Another reason why investors will purchase junk silver is its value. In the mid-1960s, following the conclusion of their minting, the U.S. made the melting down of junk silver coins legal. Those who possess junk silver typically melt it down in order to transform their coins into silver bulk. These can either be repurposed into silver mass or resold.
This junk silver’s value derives from the lack of 90% silver U.S. coins minted since 1965. This means that there is a limited amount of junk silver coins out there. This is why these coins that are worthless from a numismatical standpoint are highly valuable on the market.
There have been very few changes to the value of junk silver since the late 1960s. However, it has experienced periods of increased spot prices, melting, and selling. During the past few decades, junk metals have seen significant premiums that surpassed the value of 20% over the spot price of silver.
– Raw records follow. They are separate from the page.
PR #7115, opened 2024-11-01
Update documentation around how osv-scanner ignores should be written

faern:
This PR has improvements and clarifications around what we should do when `osv-scanner` reports a vulnerability. The original cause for this PR was that it was unclear if we were allowed to ignore entire packages, and how to write such a `PackageOverrides` entry. Then I also took the opportunity to improve the beginning of the document, taking a broader view of how to handle vulnerability reports overall.

I also slightly changed the order of some paragraphs to make them come in a bit more of a priority order. Priority in the sense that expiry date and reason are the most important fields to specify correctly. The exact format of `id` is not as important to get right.

- - -
This change is [Reviewable](https://reviewable.io/reviews/mullvad/mullvadvpn-app/7115)


raksooo (approved):
:lgtm:

> *[Reviewable](https://reviewable.io/reviews/mullvad/mullvadvpn-app/7115#-:-OAqVPYg9fk3GKMWs9L7:bnfp4nl)* status: <span>:shipit:</span> complete! all files reviewed, all discussions resolved

PR #7137, opened 2024-11-06
Disable `fault_handler` logging in release builds

hulthe:
Also add a reentrancy-guard to the fault handler

- - -
This change is [Reviewable](https://reviewable.io/reviews/mullvad/mullvadvpn-app/7137)

PR #7142, opened 2024-11-07
Add changelog entry for "Disable fault handler in release builds"

hulthe:
- - -
This change is [Reviewable](https://reviewable.io/reviews/mullvad/mullvadvpn-app/7142)


faern:
Discoverability is key. So adding a link to the PR this is a follow up to: #7137

PR #7148, opened 2024-11-08
Disable module verifier on all targets

buggmagnet:
This PR disables the [Module Verifier](https://developer.apple.com/documentation/xcode/identifying-and-addressing-framework-module-issues) option that was present in most targets.

As we do not distribute our binaries separately, and we do not add new frameworks left and right that often, we do not need this setting permanently enabled, it adds 30 seconds to each build (even with cache)

We should probably use the setting when we add a new Framework, to be on the safe side, but make sure to disable it anyway.


rablador (approved):
> *[Reviewable](https://reviewable.io/reviews/mullvad/mullvadvpn-app/7148)* status: <span>:shipit:</span> complete! all files reviewed, all discussions resolved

Though the names are different, at their core, constitutional silver, 90% silver, and junk silver all refer to the same thing. Anyone can call them one of the three ways, but at the end of the day, this silver coinage is not junk in the general meaning of the word. In fact, it is far too valuable to be dismissed as rubbish.
Constitutional, junk, and 90% silver coins will remain a coveted form of silver as it continues to see a steady decline in quantity. At the same time, it is an essential part of American history that almost anyone can own nowadays.